16:00-16:30	IT: Tests of QED effects on the hyperfine splitting and the g-factor of high-Z few-electron ions   Andrey Volotka (TU Dresden)
	Recent advances in ab initio QED calculations of the hyperfine splitting and the g factor of highly charged Li-like ions will be reported. A special attention will be focused on probing the magnetic sector of bound-state QED at strong electromagnetic fields.

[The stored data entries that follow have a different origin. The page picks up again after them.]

PR #488, opened 2015-09-13
[REEF-743] Convert the project files for VS 2015

markusweimer:
This PR is the result of applying Visual Studio 2015's conversion to our build files. The build requires VS 2015 now.

JIRA:
  [REEF-743](https://issues.apache.org/jira/browse/REEF-743)


markusweimer:
I have tested this on a Windows 10 machine with only VS 2015 installed.

tcNickolas:
I'm trying to build this on my machine (Win8.1, both VS 2013 and VS 2015 are installed).

msbuild from command line looks like it's missing some build tools - I've tried installing MS build tools 2015 explicitly, but that didn't help.

         C:\Program Files (x86)\MSBuild\Microsoft.Cpp\v4.0\V120\Microsoft.Cpp.Platform.targets(64,5): error MSB8020: Th
       e build tools for v140 (Platform Toolset = 'v140') cannot be found. To build using the v140 build tools, please
       install v140 build tools.  Alternatively, you may upgrade to the current Visual Studio tools by selecting the Pr
       oject menu or right-click the solution, and then selecting "Upgrade Solution...". [C:\incubator-reef\lang\cs\Org
       .Apache.REEF.Bridge\Org.Apache.REEF.Bridge.vcxproj]

Build from VS 2015 (after Clean solution) fails with a bunch of errors like these

Severity	Code	Description	Project	File	Line
Error		Metadata file 'C:\incubator-reef\lang\cs\bin\x64\Debug\Org.Apache.REEF.IMRU\Org.Apache.REEF.IMRU.dll' could not be found	Org.Apache.REEF.IMRU.Examples	C:\incubator-reef\lang\cs\Org.Apache.REEF.IMRU.Examples\CSC	
Error		Metadata file 'C:\incubator-reef\lang\cs\bin\x64\Debug\Org.Apache.REEF.IMRU.Examples\Org.Apache.REEF.IMRU.Examples.exe' could not be found	Org.Apache.REEF.IMRU.Tests	C:\incubator-reef\lang\cs\Org.Apache.REEF.IMRU.Tests\CSC	
Error		Metadata file 'C:\incubator-reef\lang\cs\bin\x64\Debug\Org.Apache.REEF.Examples.AllHandlers\Org.Apache.REEF.Examples.AllHandlers.exe' could not be found	Org.Apache.REEF.Tests	C:\incubator-reef\lang\cs\Org.Apache.REEF.Tests\CSC	
Error		Metadata file 'C:\incubator-reef\lang\cs\bin\x64\Debug\Org.Apache.REEF.Client\Org.Apache.REEF.Client.dll' could not be found	Org.Apache.REEF.IMRU	C:\incubator-reef\lang\cs\Org.Apache.REEF.IMRU\CSC	

Building individual projects fails without errors but with warnings like this

Severity	Code	Description	Project	File	Line
Warning		The primary reference "C:\incubator-reef\lang\cs\bin\x64\Debug\Org.Apache.REEF.Bridge\Org.Apache.REEF.Bridge.exe" could not be resolved because it was built against the ".NETFramework,Version=v4.5.2" framework. This is a higher version than the currently targeted framework ".NETFramework,Version=v4.5".	Org.Apache.REEF.Examples.AllHandlers		
Warning		The referenced project 'Org.Apache.REEF.Bridge' is targeting a higher framework version (4.5.2) than this project’s current target framework version (4.5). This may lead to build failures if types from assemblies outside this project’s target framework are used by any project in the dependency chain.	Org.Apache.REEF.Examples.AllHandlers		

Any suggestions on fixing these?

markusweimer:
Those are exactly the kinds of issues I faced before it magically started working on one machine. So maybe it was a positive fluke?

markusweimer:
I just tried on a machine with both VS 2013 and 2015 and it failed as well. Will try again on my "clean" home machine tonight to see whether that makes a difference.

tcNickolas:
I've tried building on my laptop with only VS 2015. Doesn't build either; `msbuild` from command line gives a bunch of 

       "C:\incubator-reef\lang\cs\Org.Apache.REEF.sln" (default target) (1) ->
       "C:\incubator-reef\lang\cs\Org.Apache.REEF.Client\Org.Apache.REEF.Client.csproj" (default target) (15) ->
       "C:\incubator-reef\lang\cs\Org.Apache.REEF.Bridge\Org.Apache.REEF.Bridge.vcxproj" (default target) (21:5) ->
         C:\incubator-reef\lang\cs\Org.Apache.REEF.Bridge\Org.Apache.REEF.Bridge.vcxproj(44,3): error MSB4019: The impo
       rted project "C:\Program Files (x86)\MSBuild\Microsoft.Cpp\v4.0\V110\Microsoft.Cpp.Default.props" was not found.
        Confirm that the path in the <Import> declaration is correct, and that the file exists on disk.

And the build from VS 2015 gives the same "Metadata file could not be found" errors, plus 

        Failed to locate: "CL.exe". The system cannot find the file specified.

markusweimer:
Interesting. Maybe our `build.props` is to blame:

```
<Project InitialTargets="ExtractPOMVersion" ToolsVersion="12.0" xmlns="http://schemas.microsoft.com/developer/msbuild/2003">
```

We depend explicitly on version `12.0` of the tools. This might override what we set in the individual project files, which have lines like this one:

```
<Import Project="$(VCTargetsPath)\Microsoft.Cpp.targets" />
```

or this one:

```
```

I'll change it to 14.0 and see whether it helps.

markusweimer:
I changed the version in build.props and rebased the changes onto current `master`.

@tcNickolas can you try again?

tcNickolas:
Same errors both for msbuild and build from VS 2015.

Funny thing, as I try to run msbuild several times in row, the error messages are the same (imported project Microsoft.Cpp.Default.props not found) but their number fluctuates between 3 and 7.

markusweimer:
I can build this version from the command line, but not from VS. In VS, the references to the nuget installed packages don't resolve. Must be something new in how NuGet works in 2015

markusweimer:
In the last commit, I used the VS package manger to update all our dependencies to their newest stable version. Also, I updated one of the build files to directly refer to Avro, not via a variable to make the references resolve.

Good news: This now builds in VS 2015 and on the command line.

Bad News: This is unlikely to be our final solution, as it upgrades our dependencies which can get our users in trouble.

@tcNickolas Can you test this version? If it works for you, we can start downgrading dependencies to the changes we need to make it build.

tcNickolas:
I've had no luck building it so far, but I start to suspect that there is some problem with my installation of VS 2015; at least that's what `Failed to locate: "CL.exe"` hints at. I'll see if I can get rid of this error.

markusweimer:
Rebased onto master and also more information about the changes in the commit message.

@tcNickolas I can build the `Debug` profile on my machine. The `Release` profile still fails for me as well :-(

Can you try it?

bgchun:
@tcNickolas @markusweimer Let me know when you think the change is stable. I can also double check this change at my local machine.

tcNickolas:
**tl;dr**
Looks like my installation of VS/msbuild is really messed up. I'll try to reinstall everything starting with Windows, but I can't do it until next week (I'm DRI this week and can't afford to ruin my laptop).

The error I get from msbuild is 

`Can't find C:\Program Files (x86)\MSBuild\Microsoft.Cpp\v4.0\V110\Microsoft.Cpp.Default.props`

On my machine it's located either at `C:\Program Files (x86)\MSBuild\Microsoft.Cpp\v4.0\V140` or
at `C:\Program Files (x86)\MSBuild\Microsoft.Cpp\v4.0\`. The path in vcxproj (which we're not changing) is `$(VCTargetsPath)\Microsoft.Cpp.Default.props`, so evidently my `VCTargetsPath` is wrong. If I try to set it to correct version via msbuild command line params, this error finally disappears but two new appear.

    C:\incubator-reef\lang\cs\build.props(120,5): error MSB4175: The task factory "CodeTaskFactory" could not be loaded f
    rom the assembly "C:\Program Files (x86)\MSBuild\14.0\bin\Microsoft.Build.Tasks.v4.0.dll". Could not load file or assem
    bly 'file:///C:\Program Files (x86)\MSBuild\14.0\bin\Microsoft.Build.Tasks.v4.0.dll' or one of its dependencies. The sy
    stem cannot find the file specified. [C:\incubator-reef\lang\cs\Org.Apache.REEF.Bridge\Org.Apache.REEF.Bridge.vcxproj]

I can find `Microsoft.Build.Tasks.v4.0.dll` only at `C:\Program Files (x86)\Reference Assemblies\Microsoft\Framework\.NETFramework`, why it goes for msbuild folder, I don't know.

`error TRK0005: Failed to locate: "CL.exe". The system cannot find the file specified. `

`CL.exe` should be in `C:\Program Files (x86)\Microsoft Visual Studio 14.0\VC\bin` but it's just not there.

markusweimer:
Closing this, as it has fallen out of merge-ability. Also, I just lost the one machine this worked on and have to re-install it. We'll try again another time.

PR #494, opened 2015-09-15
[REEF-753  Use TcpPortConfigurationModule in HelloREEF

jwang98052:
JIRA: REEF-753(https://issues.apache.org/jira/browse/REEF-753)

This closes #

### DIFF
--- a/lang/cs/Org.Apache.REEF.Common/Io/TcpPortConfigurationProvider.cs
+++ b/lang/cs/Org.Apache.REEF.Common/Io/TcpPortConfigurationProvider.cs
@@ -17,19 +17,21 @@
  * under the License.
  */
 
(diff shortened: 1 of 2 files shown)


markusweimer:
As I mentioned on the JIRA: HelloREEF serves as (currently) the only clean example of how to use REEF.NET, and this change makes it more complex than needed. Having this here will make [REEF-745](https://issues.apache.org/jira/browse/REEF-745) harder. Wouldn't it be better to solve [REEF-751](https://issues.apache.org/jira/browse/REEF-751) instead of accumulating special cases in the example code?

markusweimer:
Let's discuss over on JIRA whether we want to do this or not and then come back here.

PR #975, opened 2016-04-27
[REEF-1304] Create tests which use .NET Poison to validate evaluator failure scenarios

tcNickolas:
This change:
 * refactors helper classes SleepTask and BasePoisonedEvaluatorHandler out of PoisonTest.
 * changes PoisonedEventHandler to always throw exception in a separate thread.
 * converts PoisonTest to EvaluatorWithRunningTaskDelayedPoisonTest.
 * creates EvaluatorWithRunningTaskImmediatePoisonTest.

JIRA:
  [REEF-1304](https://issues.apache.org/jira/browse/REEF-1304)

Pull request:
  This closes #


tcNickolas:
I'm posting this PR with only two tests of the series done, so it doesn't resolve the JIRA. I'd like to get some feedback on the approach I've taken to reduce code duplication - if there's something I'll need to fix, I'd rather change it now than later when I have ten tests with the same issue :-)

lang/cs/Org.Apache.REEF.Tests/Functional/Failure/EvaluatorWithRunningTaskDelayedPoisonTest.cs
```diff
@@ -107,13 +94,13 @@ public void OnNext(IActiveContext value)
                     .BindIntNamedParam<CrashMinDelay>("100")
```
jwang98052: You can create a configuration module for Poison Configuration. Later whenever you need to get a config for poison, get the Configuration Module then set the values needed.

lang/cs/Org.Apache.REEF.Tests/Functional/Failure/EvaluatorWithRunningTaskDelayedPoisonTest.cs
```diff
@@ -138,49 +125,14 @@ public void OnNext(IFailedEvaluator value)
                 {
                     throw new Exception("Collection of failed Contexts contains " + value.FailedContexts.Count + " failed Contexts but only " + expectedStr);
                 }
-                
+
                 if (!value.FailedContexts.Select(ctx => ctx.Id).Contains(ContextId))
```
jwang98052: When the code reaches here, it guarantees the number of context is 1. Do you sill need to uses select and contains?

lang/cs/Org.Apache.REEF.Tests/Functional/Failure/EvaluatorWithRunningTaskDelayedPoisonTest.cs
```diff
@@ -127,7 +114,7 @@ public void OnNext(IFailedEvaluator value)
 
                 Logger.Log(Level.Info, "Received all expected failed Tasks.");
 
-                const string expectedStr = "expected a single Context with Context ID " + ContextId + ".";
+                var expectedStr = "expected a single Context with Context ID " + ContextId + ".";
 
                 if (value.FailedContexts == null)
```
jwang98052: I would assume the test control the timing. In reality, failed context can be null if Evaluator fails before Context is created.

lang/cs/Org.Apache.REEF.Tests/Functional/Failure/EvaluatorWithRunningTaskDelayedPoisonTest.cs
```diff
@@ -138,49 +125,14 @@ public void OnNext(IFailedEvaluator value)
...
                     throw new Exception("Collection of failed Contexts contains " + value.FailedContexts.Count + " failed Contexts but only " + expectedStr);
                 }
-                
+
                 if (!value.FailedContexts.Select(ctx => ctx.Id).Contains(ContextId))
                 {
                     throw new Exception("Collection of failed Contexts does not contain expected Context ID " + ContextId + ".");
                 }
 
                 Logger.Log(Level.Info, "Received all expected failed Contexts.");
```
jwang98052: Do you expect 1 or many failed contexts?

lang/cs/Org.Apache.REEF.Tests/Functional/Failure/EvaluatorWithRunningTaskImmediatePoisonTest.cs
```diff
@@ -0,0 +1,138 @@
...
+            private PoisonedEvaluatorDriver(IEvaluatorRequestor requestor) : base(requestor)
+            {
+            }
+
+            public void OnNext(IActiveContext value)
+            {
+                var taskConfig = TaskConfiguration.ConfigurationModule
+                    .Set(TaskConfiguration.Identifier, TaskId)
+                    .Set(TaskConfiguration.Task, GenericType<SleepTask>.Class)
+                    .Set(TaskConfiguration.OnClose, GenericType<SleepTask>.Class)
```
jwang98052: Where do you send close task event in the test? Do you need this handler?

lang/cs/Org.Apache.REEF.Tests/Functional/Failure/SleepTask.cs
```diff
@@ -0,0 +1,64 @@
...
+        }
+
+        public byte[] Call(byte[] memento)
+        {
+            Logger.Log(Level.Info, Prefix + "Will sleep for 2 seconds (expecting to be poisoned faster).");
+            Thread.Sleep(2000);
+            Logger.Log(Level.Info, Prefix + "Task sleep finished successfully.");
+            return null;
+        }
+        public void OnNext(ICloseEvent value)
```
jwang98052: space line

lang/cs/Org.Apache.REEF.Tests/Functional/Failure/SleepTask.cs
```diff
@@ -0,0 +1,64 @@
...
+        {
+            // handler for forceful shutdown in case of evaluator failure
+            // (to prevent throwing TaskCloseHandlerNotBoundException)
+            Logger.Log(Level.Info, Prefix + "Task stopped");
+        }
+        public void OnCompleted()
```
jwang98052: space line before it

lang/cs/Org.Apache.REEF.Tests/Functional/Failure/EvaluatorWithRunningTaskImmediatePoisonTest.cs
```diff
@@ -0,0 +1,138 @@
...
+                {
+                    throw new Exception("No Context was present but " + expectedStr);
+                }
+
+                if (value.FailedContexts.Count != 1)
+                {
+                    throw new Exception("Collection of failed Contexts contains " + value.FailedContexts.Count + " failed Contexts but only " + expectedStr);
+                }
+
+                if (!value.FailedContexts.Select(ctx => ctx.Id).Contains(ContextId))
```
jwang98052: FailedContexts.count is 1 in this case, you don't need to use select and contains to verify. FailedContexts[0] should be Ok.

lang/cs/Org.Apache.REEF.Tests/Functional/Failure/SleepTask.cs
```diff
@@ -0,0 +1,64 @@
...
+        }
+
+        public void Dispose()
+        {
+        }
+
+        public byte[] Call(byte[] memento)
+        {
+            Logger.Log(Level.Info, Prefix + "Will sleep for 2 seconds (expecting to be poisoned faster).");
+            Thread.Sleep(2000);
```
jwang98052: You can let close() to return the task. That will make the task fail immediately when close is called.

lang/cs/Org.Apache.REEF.Tests/Functional/Failure/EvaluatorWithRunningTaskImmediatePoisonTest.cs
```diff
@@ -0,0 +1,138 @@
...
+                    .BindIntNamedParam<CrashTimeout>("0")
+                    .BindIntNamedParam<CrashMinDelay>("0")
+                    .BindNamedParameter<CrashProbability, double>(GenericType<CrashProbability>.Class, "1.0")
+                    .Build();
+
+                value.SubmitTask(Configurations.Merge(taskConfig, poisonConfig));
+            }
+
+            public void OnNext(IFailedEvaluator value)
+            {
```
jwang98052: Any differences in those two tests in IFailedEvaluator ?

jwang98052:
I completed a pass.

lang/cs/Org.Apache.REEF.Tests/Functional/Failure/EvaluatorWithRunningTaskDelayedPoisonTest.cs
tcNickolas: I think that would add unnecessary complexity to the code without making poison configuration setup shorter (still need to set each non-default parameter value explicitly)

lang/cs/Org.Apache.REEF.Tests/Functional/Failure/EvaluatorWithRunningTaskDelayedPoisonTest.cs
tcNickolas: Yes, of course the check will vary from test to test. These two tests have identical checks because in both of them failure is guaranteed to happen after task started running => context is guaranteed to be created.

lang/cs/Org.Apache.REEF.Tests/Functional/Failure/EvaluatorWithRunningTaskImmediatePoisonTest.cs
tcNickolas: Task is closed by REEF when underlying evaluator fails. If there is no `OnClose` handler, REEF throws an extra expected  exception, which I don't like to get (it is confusing when looking at the actual failures in the logs).

lang/cs/Org.Apache.REEF.Tests/Functional/Failure/EvaluatorWithRunningTaskImmediatePoisonTest.cs
tcNickolas: No. I'm thinking maybe I should make one of them base and inherit the other from it, so that they don't drift apart over time?

lang/cs/Org.Apache.REEF.Tests/Functional/Failure/EvaluatorWithRunningTaskDelayedPoisonTest.cs
markusweimer: Yes, but it documents the Poison configuration, doesn't it?

lang/cs/Org.Apache.REEF.Tests/Functional/Failure/EvaluatorWithRunningTaskDelayedPoisonTest.cs
```diff
@@ -107,13 +94,13 @@ public void OnNext(IActiveContext value)
...
                     .Build();
-                
+
                 value.SubmitTask(Configurations.Merge(taskConfig, poisonConfig));
             }
 
             public void OnNext(IFailedEvaluator value)
             {
-                Logger.Log(Level.Error, FailedEvaluatorMessage);
+                Logger.Log(Level.Info, FailedEvaluatorMessage);
```
markusweimer: `Verbose`?

lang/cs/Org.Apache.REEF.Tests/Functional/Failure/EvaluatorWithRunningTaskImmediatePoisonTest.cs
markusweimer: Wait, when the Evaluator fails we raise a `close` event to the Task on the Evaluator? That is a bug.

markusweimer:
I've done a pass.

lang/cs/Org.Apache.REEF.Tests/Functional/Failure/EvaluatorWithRunningTaskImmediatePoisonTest.cs
tcNickolas: Do we have any documentation on what behavior we expect in what cases? From https://github.com/apache/reef/pull/961#issuecomment-213103369, I understood sending `close` to Task is expected.

lang/cs/Org.Apache.REEF.Tests/Functional/Failure/EvaluatorWithRunningTaskDelayedPoisonTest.cs
tcNickolas: This line of log is how we verify test case success, and our default log level is info, so I'd keep it as info.

markusweimer: ok.

lang/cs/Org.Apache.REEF.Tests/Functional/Failure/EvaluatorWithRunningTaskImmediatePoisonTest.cs
markusweimer: If the Driver issues the shutdown, then yes, the Task will get a close event. If the Task ends on its own, there shouldn't be an event raised to it.

tcNickolas: So, what we see is: if Evaluator fails, Driver issues the shutdown, and Task gets `close` event. Is this expected behavior?

markusweimer: If the Evaluator fails, how does the Driver initiate the shutdown? Isn't it inevitable at that point?

tcNickolas:
I've updated PR. It doesn't include tests which have evaluator without context, because it turns out it's very hard to catch such a moment in life of evaluator.

markusweimer:
LGTM. I can merge after sign-off from @jwang98052

tcNickolas:
Wait, not yet, there's a test failure in AppVeyor on one of the new tests (https://ci.appveyor.com/project/tcNickolas/reef/build/74-REEF-1304/tests), I need to figure it out first.

tcNickolas:
I've updated PR. 
Test failed for poisoning on `TaskStop` event, because completing task took some time after this event for AppVeyor runs, and poison acted before task was really stopped, thus producing failed task. Task closing time is not something we can control, so I added a little delay to poison. Now tests pass [on my branch](https://ci.appveyor.com/project/tcNickolas/reef/build/80-REEF-1304) (our AppVeyor is a bit behind with the queue)

markusweimer:
LGTM. @jwang98052 ?

tcNickolas:
@jwang98052 Could you please take a look?

dkm2110:
@tcNickolas  I am taking a pass now.

lang/cs/Org.Apache.REEF.Tests/Functional/Failure/EvaluatorWithRunningTaskImmediatePoisonTest.cs
jwang98052: if Evaluator fails, task.close will be called. if the user doesn't bind his own IObserver<ICloseEvent> handler at task side, default handler will throw exception. 

So if the expected behavior is not to call task close when Evaluator fails, we should fix the bug.
If the expected behavior is call task close when Evaluator fails, we should change the default task close handler not to throw exception.

jwang98052:
LGTM. We need to verify what is the expected behavior for calling task.close when Evaluator fails and create a Jira if there is a bug.

tcNickolas:
@dkm2110 Do you have any comments, or can this be merged?

dkm2110:
@tcNickolas  I got interrupted in the middle of it....If I am blocking it please go ahead with merge since two more people have.

dkm2110:
@tcNickolas I had a quick look LGTM. If by tonight it does not get merged I will leave some comments if any, by having a deeper look.

markusweimer:
I will test and merge. Having these tests in seems like a net good at this point.

tcNickolas:
@markusweimer I think this is not merged to `apache/reef` (it doesn't show up in commit history), just to `markusweimer/incubator-reef`.

markusweimer:
I think the mirror is stuck. I have seen this sent to the commits list.

PR #981, opened 2016-04-29
[REEF-1364] C# Evaluator should attempt to send a failure message bac…

afchung:
…k to the Driver on an unhandled Exception

This addressed the issue by
  * Use TaskScheduler.UnobservedTaskException and AppDomain.CurrentDomain.UnhandledException to Dispose EvaluatorRuntime on unhandled Exceptions.

JIRA:
  [REEF-1364](https://issues.apache.org/jira/browse/REEF-1364)

### DIFF
--- a/lang/cs/App.config
+++ b/lang/cs/App.config
@@ -28,5 +28,6 @@ under the License.
         <bindingRedirect oldVersion="0.0.0.0-7.0.0.0" newVersion="7.0.0.0" />
       </dependentAssembly>
     </assemblyBinding>
+    <ThrowUnobservedTaskExceptions enabled="true"/>
   </runtime>
 </configuration>
--- a/lang/cs/Org.Apache.REEF.Common/Runtime/Evaluator/EvaluatorRuntime.cs
+++ b/lang/cs/Org.Apache.REEF.Common/Runtime/Evaluator/EvaluatorRuntime.cs
@@ -66,14 +66,14 @@ namespace Org.Apache.REEF.Common.Runtime.Evaluator
                 _evaluatorControlChannel = remoteManager.RegisterObserver(driverObserver);
 
                 AppDomain.CurrentDomain.UnhandledException += UnhandledExceptionHandler;
-                TaskScheduler.UnobservedTaskException += TaskScheduler_UnobservedTaskException;
+                TaskScheduler.UnobservedTaskException += UnobservedTaskException;
 
                 // start the heart beat
                 _clock.ScheduleAlarm(0, _heartBeatManager);
             }
         }
 
-        void TaskScheduler_UnobservedTaskException(object sender, UnobservedTaskExceptionEventArgs e)
+        private void UnobservedTaskException(object sender, UnobservedTaskExceptionEventArgs e)
         {
             OnException(e.Exception);
         }
--- a/lang/cs/Org.Apache.REEF.Common/Runtime/Evaluator/EvaluatorRuntime.cs
+++ b/lang/cs/Org.Apache.REEF.Common/Runtime/Evaluator/EvaluatorRuntime.cs
@@ -17,6 +17,7 @@
 
 using System;
 using System.Globalization;
+using System.Threading.Tasks;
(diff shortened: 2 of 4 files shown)


lang/cs/Org.Apache.REEF.Common/Runtime/Evaluator/EvaluatorRuntime.cs
```diff
@@ -241,6 +250,11 @@ private void OnException(Exception e)
             }
         }
 
+        private void UnhandledExceptionHandler(object sender, UnhandledExceptionEventArgs e)
```
markusweimer: I suggest to make this an injectable class. That way, Tasks that want to spawn threads can use the same exception handler for them.

lang/cs/Org.Apache.REEF.Common/Runtime/Evaluator/EvaluatorRuntime.cs
```diff
@@ -64,11 +65,19 @@ internal sealed class EvaluatorRuntime : IObserver<RuntimeStart>, IObserver<Runt
...
 
+                AppDomain.CurrentDomain.UnhandledException += UnhandledExceptionHandler;
+                TaskScheduler.UnobservedTaskException += TaskScheduler_UnobservedTaskException;
+
                 // start the heart beat
                 _clock.ScheduleAlarm(0, _heartBeatManager);
             }
         }
 
+        void TaskScheduler_UnobservedTaskException(object sender, UnobservedTaskExceptionEventArgs e)
```
afchung: Will rename this.

lang/cs/Org.Apache.REEF.Common/Runtime/Evaluator/EvaluatorRuntime.cs
afchung: This catches Exceptions for all children threads, so Tasks should not have the need to bind a separate instance for this.

afchung: It also will not work at the Task level due to the dependency on `EvaluatorRuntime`. i.e. The Injector is forked by a child component of `ContextManager` several times prior to injecting the `Task`, but `ContextManager` has a dependency on `IHeartBeatManager`, which in turn has an `IInjectableFuture<EvaluatorRuntime>`. This means that the `EvaluatorRuntime` cannot be instantiated prior to injecting the `Task`, so injecting the `EventHandler` will create another instance of `EvaluatorRuntime`.

lang/cs/Org.Apache.REEF.Common/Runtime/Evaluator/EvaluatorRuntime.cs
afchung: and make it `private`.

afchung:
@markusweimer addressed your comment, please have another look. Thanks!

lang/cs/App.config
```diff
@@ -28,5 +28,6 @@ under the License.
         <bindingRedirect oldVersion="0.0.0.0-7.0.0.0" newVersion="7.0.0.0" />
       </dependentAssembly>
     </assemblyBinding>
+    <ThrowUnobservedTaskExceptions enabled="true"/>
```
markusweimer: Do we need users of REEF to do this as well?

lang/cs/Org.Apache.REEF.Common/Runtime/Evaluator/EvaluatorRuntime.cs
markusweimer: OK, leave it be :)

markusweimer:
is this code covered by existing tests? Or are those being done in parallel to this in [REEF-1304](https://issues.apache.org/jira/browse/REEF-1304)?

lang/cs/App.config
afchung: I don't believe so.

afchung:
Closing (for a second time). It seems that using a simple `ThreadPool` may better serve our purposes here.

PR #984, opened 2016-05-02
[REEF-1377] Move from C# Tasks to Threads to run user's Task

afchung:
This addressed the issue by
  * Moving from Tasks to Threads.
  * Switching the behavior of tests to reflect the move.

JIRA:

16:30-17:00	IT: (H2)- and other rare negative molecules   Robin Golser (University of Vienna)
17:00-17:30	IT: Synchrotron radiation based electron spectroscopy of isolated species: a probe for fundamental properties   Catalin Miron (Synchrotron SOLEIL)
	Soft x-ray spectroscopies of isolated species represent powerful tools to characterize fundamental properties of matter, from local and electronic structure to ultrafast dynamics of short-lived species produced by excitation of inner-shell electrons using synchrotron radiation. Ultrahigh resolution electron spectroscopy and Auger electron – ion momentum correlation measurements are now routinely performed at the PLEIADES beamline in operation since 2010 at Synchrotron SOLEIL (Paris, France). Examples illustrating the recent discoveries and the new scientific opportunities opened by this unique facility will be discussed in this talk.